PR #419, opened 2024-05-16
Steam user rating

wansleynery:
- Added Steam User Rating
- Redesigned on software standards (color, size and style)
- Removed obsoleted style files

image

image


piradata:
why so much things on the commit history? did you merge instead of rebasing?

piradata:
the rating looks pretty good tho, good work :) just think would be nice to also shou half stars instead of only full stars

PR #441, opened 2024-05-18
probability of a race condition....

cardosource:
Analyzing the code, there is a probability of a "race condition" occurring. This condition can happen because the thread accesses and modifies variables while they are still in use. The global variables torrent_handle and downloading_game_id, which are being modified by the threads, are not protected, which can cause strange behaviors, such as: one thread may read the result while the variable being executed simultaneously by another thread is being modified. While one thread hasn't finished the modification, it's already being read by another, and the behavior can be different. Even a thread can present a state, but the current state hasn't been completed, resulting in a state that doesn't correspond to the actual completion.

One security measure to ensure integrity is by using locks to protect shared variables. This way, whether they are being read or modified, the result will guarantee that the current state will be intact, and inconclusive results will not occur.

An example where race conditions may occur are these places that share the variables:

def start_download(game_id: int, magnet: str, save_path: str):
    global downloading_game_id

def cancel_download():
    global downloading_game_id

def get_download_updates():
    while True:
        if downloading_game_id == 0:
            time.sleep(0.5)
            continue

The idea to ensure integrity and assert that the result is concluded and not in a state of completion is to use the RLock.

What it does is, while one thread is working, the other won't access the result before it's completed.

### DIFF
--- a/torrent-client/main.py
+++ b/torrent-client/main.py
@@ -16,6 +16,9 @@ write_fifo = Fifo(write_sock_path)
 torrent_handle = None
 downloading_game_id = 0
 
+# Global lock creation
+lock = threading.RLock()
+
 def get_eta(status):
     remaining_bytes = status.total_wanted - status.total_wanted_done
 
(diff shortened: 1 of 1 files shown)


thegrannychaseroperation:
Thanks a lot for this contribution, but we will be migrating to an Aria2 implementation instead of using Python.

....................

Your output is to be the lines of the listing, exact and complete, starting at the first and ending with the line that contains "Analyzing the code, there".

PR #419, opened 2024-05-16
Steam user rating

wansleynery:
- Added Steam User Rating
- Redesigned on software standards (color, size and style)
- Removed obsoleted style files

image

image


piradata:
why so much things on the commit history? did you merge instead of rebasing?

piradata:
the rating looks pretty good tho, good work :) just think would be nice to also shou half stars instead of only full stars

PR #441, opened 2024-05-18
probability of a race condition....

cardosource:
Analyzing the code, there is a probability of a "race condition" occurring. This condition can happen because the thread accesses and modifies variables while they are still in use. The global variables torrent_handle and downloading_game_id, which are being modified by the threads, are not protected, which can cause strange behaviors, such as: one thread may read the result while the variable being executed simultaneously by another thread is being modified. While one thread hasn't finished the modification, it's already being read by another, and the behavior can be different. Even a thread can present a state, but the current state hasn't been completed, resulting in a state that doesn't correspond to the actual completion.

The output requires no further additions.